Шрифт:
– Обеспечу всем необходимым, - заверил Ричи. Дома у него давно хранился пакетик индийской зелени, с помощью которой он в одно время пытался стимулировать мыслительные процессы. Однако, вдохнув сладкий дым, Ричи лишался способности не то что думать, но и назвать собственное имя. На Моргана синий дым работал иначе, превращая его в машину по генерации безумных и потому, возможно, не описанных ранее идей.
– Я рассчитываю на тебя, Мори.
– Без проблем, братишка! Весь к твоим услугам. Получишь "Оскар" за свой новый роман.
– "Оскар" дают за другое, Мори.
– Да какая разница! Главное - всемирное признание, слава, женщины, бухло!
– разошёлся кузен.
– Бьюсь об заклад, я бы и сам стал отличным писателем, если б имел больше времени.
– И если бы умел писать.
– Да, с этим не срослось, что поделать.
– Код от подъезда помнишь?
– А как же! Выбил его у себя на руке. Нет, не на этой. И не на этой. На другой.
– Тогда до завтра.
– До завтра, брат.
Ричи ясно отдавал себе отчёт, что Морган находится под мухой и вряд ли вообще будет помнить к вечеру их разговор, но тяжесть упала с писательских плеч, предоставив горе-автору долгожданную отдушину, окно в мир неожиданно ускользнувшей свободы. Избавленный на сегодня от повинности самоистязания, Ричи решил посвятить остаток дня прогулкам по городу, где-то в безднах меркантильных помыслов надеясь, что ощущение необязательности поможет его мыслительному сфинктеру расслабиться и выплюнуть застрявшую в его спазматических недрах новую идею. Ветер странствий легко покачнул колыбель надежды, пропев младенцу Строубэку о том чудесном прецеденте, когда во время бесцельного блуждания вечерними тротуарами рабочего квартала ему на ум пришел сюжет рассказа "Цистерна "Молоко" с кровью младенцев", подарившего автору отдельный столик на литературной конвенци, привившей ему стойкую неприязнь к своим почитателям.
Короновав себя шляпой с загнутыми полями и обмотав вокруг шеи декоративный шарф, чтобы не выделяться в безликой толпе хипстеров, перед выходом из дома Ричи по привычке взглянул в зеркало, откуда смотрел на него покрасневшими от бессонницы глазами эталонный налогоплательщик, на чьём лице всё яснее вырисовывались отличия прошлого от настоящего, человек слишком старый, чтобы вступить в клуб автобусных таранщиков и ружейных лобзателей, но слишком молодой, чтобы стать вторым почётным членом сообщества погибших за грехи человеческие.
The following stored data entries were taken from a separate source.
PR #599, opened 2025-04-17
Adding k8s network policy benchmarking test between cilium and npm

agrawaliti:
Integrate network policy enforcement latency measurement.

Developed pipelines to compare network policy-related metrics between Azure powered by Cilium and Azure powered by CNI Overlay using Network Policy Manager.
All the configuration like nodes, pods, n
This pull request introduces significant changes to support network policy enforcement latency testing and related metrics in the cluster loader configuration. It also includes updates to enable secondary cluster usage in competitive tests. Below is a categorized breakdown of the most important changes:

### Network Policy Enforcement Latency Testing:
* Added a new deployment configuration in `deployment_template.yaml` to support network policy enforcement latency tests, including conditional labels, a new server container, and specific configurations for test pods. [[1]](diffhunk://#diff-6e902102b9ceb91638fd24417516460d679e78bec901ec817726e47a6258faa3R6-R12) [[2]](diffhunk://#diff-6e902102b9ceb91638fd24417516460d679e78bec901ec817726e47a6258faa3L21-R28) [[3]](diffhunk://#diff-6e902102b9ceb91638fd24417516460d679e78bec901ec817726e47a6258faa3L30-R73)
* Introduced new modules `net-policy-enforcement-latency.yaml` and `net-policy-metrics.yaml` to define steps for measuring network policy enforcement latency and collecting related metrics. [[1]](diffhunk://#diff-6e226ec34846ecae2bf6d6699fc018c276fe7083ba0ceba4e4b6c1ed8e6f8374R1-R55) [[2]](diffhunk://#diff-4bfff046737334c78811f229b065479bd582a79202228396537d56a3a50bdbd5R1-R122)
* Updated `load-config.yaml` to include parameters and steps for enabling and running network policy tests, such as pod creation and policy creation latency measurements. [[1]](diffhunk://#diff-3d8ff01ac3ec38f6e8991beb7c38a243602da6d6885ec24aff0c6f056feb345bL4-R5) [[2]](diffhunk://#diff-3d8ff01ac3ec38f6e8991beb7c38a243602da6d6885ec24aff0c6f056feb345bR100-R106) [[3]](diffhunk://#diff-3d8ff01ac3ec38f6e8991beb7c38a243602da6d6885ec24aff0c6f056feb345bR144-R152) [[4]](diffhunk://#diff-3d8ff01ac3ec38f6e8991beb7c38a243602da6d6885ec24aff0c6f056feb345bR176-R195) [[5]](diffhunk://#diff-3d8ff01ac3ec38f6e8991beb7c38a243602da6d6885ec24aff0c6f056feb345bR292-R304)

### Competitive Test Enhancements:
* Added `run_id_2` and `use_secondary_cluster` parameters to `competitive-test.yml` to allow tests to optionally use a secondary cluster. Updated job parameters to support these additions. [[1]](diffhunk://#diff-2f9729eea91e9c4269be4d0b0777b4a427c14c6fdf8ab18f804e1789ab6d0056R36-R38) [[2]](diffhunk://#diff-2f9729eea91e9c4269be4d0b0777b4a427c14c6fdf8ab18f804e1789ab6d0056R54-R56) [[3]](diffhunk://#diff-2f9729eea91e9c4269be4d0b0777b4a427c14c6fdf8ab18f804e1789ab6d0056R71-R76)

### Configuration Updates:
* Modified `load-config.yaml` to dynamically calculate the number of namespaces and pods per namespace based on new parameters.
* Adjusted `slo.py` to account for network tests, including a hardcoded value for nodes per namespace during network testing.

### Reconciliation Enhancements:
* Updated `reconcile-objects.yaml` to include network policy-related parameters and integration with the new deployment template. [[1]](diffhunk://#diff-3f6f706d93b5905298e0fbd3fc3c40abfcbdb78e0eecf9543a122e7c77b76b8dR17-R23) [[2]](diffhunk://#diff-3f6f706d93b5905298e0fbd3fc3c40abfcbdb78e0eecf9543a122e7c77b76b8dR68-R71)amespaces, no. of policies per namespace can be updated in pipeline.

Pipeline: https://dev.azure.com/akstelescope/telescope/_build?definitionId=41

Dashboard with new metrics: https://dataexplorer.azure.com/dashboards/e033bb3b-2cf4-4263-b41b-31597a8c4401?p-_startTime=24hours&p-_endTime=now&p-_cluster=v-cilium_network_churn_main&p-_test-type=v-default-config#5117e0aa-eb12-4f7f-b55d-6ffba1eab4ad


modules/python/clusterloader2/slo/slo.py
```diff
@@ -280,6 +314,8 @@ def main():
     parser_collect.add_argument("run_url", type=str, help="Run URL")
     parser_collect.add_argument("service_test", type=eval, choices=[True, False], default=False,
                                   help="Whether service test is running. Must be either True or False")
+    parser_collect.add_argument("network_test", type=eval, choices=[True, False], nargs='?', default=False,
```
MikeZappa87, line 317: Your branch might be old since I see type=eval present. Rebase off the latest since eval allows RCEs.

MikeZappa87 (changes requested):
RCE present

modules/python/clusterloader2/slo/slo.py
agrawaliti: done, thanks

steps/setup-tests.yml
```diff
@@ -9,17 +9,28 @@ parameters:
...
 - name: ssh_key_enabled
   type: boolean
+- name: use_secondary_cluster
+  type: boolean
+  default: false
 
 steps:
 - script: |
-    if [ -n "$RUN_ID" ]; then
+   set -eu
```
alyssa1303, line 28: This will affect all pipelines so please don't change it

steps/topology/network-churn/collect-clusterloader2.yml
```diff
@@ -0,0 +1,23 @@
...
+  default: {}
+
+steps:
+- template: /steps/engine/clusterloader2/slo/collect.yml
+  parameters:
+    cloud: ${{ parameters.cloud }}
+    engine_input: ${{ parameters.engine_input }}
+    region: ${{ parameters.regions[0] }}
+
+- script: |
```
alyssa1303, line 19: Is there a good reason for re-using cluster here? It's generally okay for 1 time feature testing or feature that requires underlay access to modify. But is that the case here? If not, then please create fresh cluster with terraform for every run as re-use clusters can lead to metric issues if the cluster goes into bad state

jobs/competitive-test.yml
```diff
@@ -33,6 +33,9 @@ parameters:
 - name: run_id
   type: string
   default: ''
+- name: run_id_2 # This cluster will be used if 'use_secondary_cluster' is true
```
alyssa1303, line 36: Please don't change this as it affects all pipelines

steps/execute-tests.yml
```diff
@@ -13,6 +13,13 @@ parameters:
   default: {}
 
 steps:
+- script: |
```
alyssa1303, line 16: Same here. Revert as this will affect all pipelines

modules/python/clusterloader2/slo/config/load-config.yaml
```diff
@@ -14,11 +15,11 @@ name: load-config
 {{$groupName := DefaultParam .CL2_GROUP_NAME "service-discovery"}}
 
 # TODO(jshr-w): This should eventually use >1 namespace.
-{{$namespaces := 1}}
+{{$namespaces := DefaultParam .CL2_NO_OF_NAMESPACES 1}}
 {{$nodes := DefaultParam .CL2_NODES 1000}}
 
 {{$operationTimeout := DefaultParam .CL2_OPERATION_TIMEOUT "15m"}}
-{{$totalPods := MultiplyInt $namespaces $nodes $podsPerNode}}
+{{$totalPods := MultiplyInt $namespaces $nodesPerNamespace $podsPerNode}}
```
jshr-w, line 22: This is going to break the existing pipelines where nodes_per_namespace is set to 100 but only 1 ns is being used. Should do this in a way that is compatible with both.

jshr-w (changes requested):
Please share the runs on our default Cluster Churn and Service Churn pipelines off this branch first so we can make sure they aren't broken.

jobs/competitive-test.yml
agrawaliti: I am working on removing this logic, as Ill create clusters using terraform, but just to understand as its an optional parameter why do you think it will affect other pipelines.

steps/execute-tests.yml
agrawaliti: is that a problem? its just collecting start time, and show that.

steps/setup-tests.yml
agrawaliti: ack

modules/python/clusterloader2/slo/config/load-config.yaml
jshr-w: Yes, that's what I said -- I didn't say work around the incorrect logic, but it's not really a "fix" if it breaks the existing pipelines. You should fix it entirely so everything works correctly.

agrawaliti: Thanks for pointing out.

steps/execute-tests.yml
MikeZappa87: As a best practice, minimize the code changes to unrelated areas. While this most likely has 0 impact, we should scope changes to impact just our code.

PR #614, opened 2025-05-01
Update CAS Profile and default cooldown period to 120 seconds

sumanthreddy29:
1. Update CAS profile
2. Add 120 seconds wait time before we scale down and before the next iteration to run.


modules/python/clusterloader2/autoscale/config/config.yaml
```diff
@@ -11,7 +11,7 @@
 {{$scaleDownTimeout := DefaultParam .CL2_SCALE_DOWN_TIMEOUT "10m"}}
 {{$refreshInterval := DefaultParam .CL2_REFRESH_INTERVAL "5s"}}
 {{$loopCount := DefaultParam .CL2_LOOP_COUNT 1}}
-{{$coolDownTime := DefaultParam .CL2_COOLDOWN_TIME "30s"}}
+{{$coolDownTime := DefaultParam .CL2_COOLDOWN_TIME "120s"}}
```
alyssa1303, line 14: Why don't make it a parameter from input instead of update default?

alyssa1303: This is actually used for both create and delete. So if you just want to update for delete, you need to split this into 2 parameters

sumanthreddy29: We plan on using same `coolDownTime` for both CAS and NAP for all nodes.  The reason I didn't use parameters is we are not planning to customize the wait time for different nodes, so I updated the default value.

sumanthreddy29: We want to use 2mins for both create and Delete.

sumanthreddy29: Scale up > Wait 2 mins -> Scale down -> Wait 2 mins -> 2nd Iteration - Scaleup

alyssa1303 (approved):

Опустив на разучившиеся улыбаться глаза тёмные очки, смягчающие резонансное восприятие перемалывающего судьбы времени, Ричи покинул обитель медленного увядания, дав себе предварительную установку шагать вперёд, как тогда, в детстве, когда сам путь был целью, безо всяких конечных пунктов назначения, и, по возможности, не отказываться от маленьких внезапных радостей.
Вторая половина дня стала для Ричи последним гвоздём в колесо его автомобиля гуманности, отданного на прокачку Пинхеду.
Новый Иерусалим пестрил расклеенными на каждом углу объявлениями о сегодняшнем открытии ежегодного интеллектуального маскарада Джи Эфа, проводимого Тайным Нигилистическим Сообществом Анонимных Экспертов, где страждущий искатель мог получить ответы на многие волнующие его вопросы касательно глобальных и личных проблем, разжиться дельным советом, а также приобрести предметы передового современного искусства - зацикленные минималистские полотна и смысловые видеонарезки. Обязательными атрибутами маскарада являлись усы и маска, потому Ричи, не теряя ни минуты, заскочил в ближайший магазин "Всё по три доллара", где купил необходимый комплект джентльмена за пять девяносто девять, и немедленно отправился в городской сквер, по адресу которого, согласно информации на плакатах, должен был состояться маскарад. Величайшее разочарование ожидало Ричи часом позже, когда, проблуждав среди сбившихся в кучки членов Тайного Нигилистического Сообщества, обсуждающих мировые вопросы экономики, искусства и политики, он не смог обнаружить ни одного эксперта возрастом старше восемнадцати лет. Над тем, было ли это хитрым рекламным ходом расположенного по соседству со сквером магазина "Всё по три доллара" или очередным социальным явлением, смысл которого Ричи никогда не удастся постичь, он не стал размышлять.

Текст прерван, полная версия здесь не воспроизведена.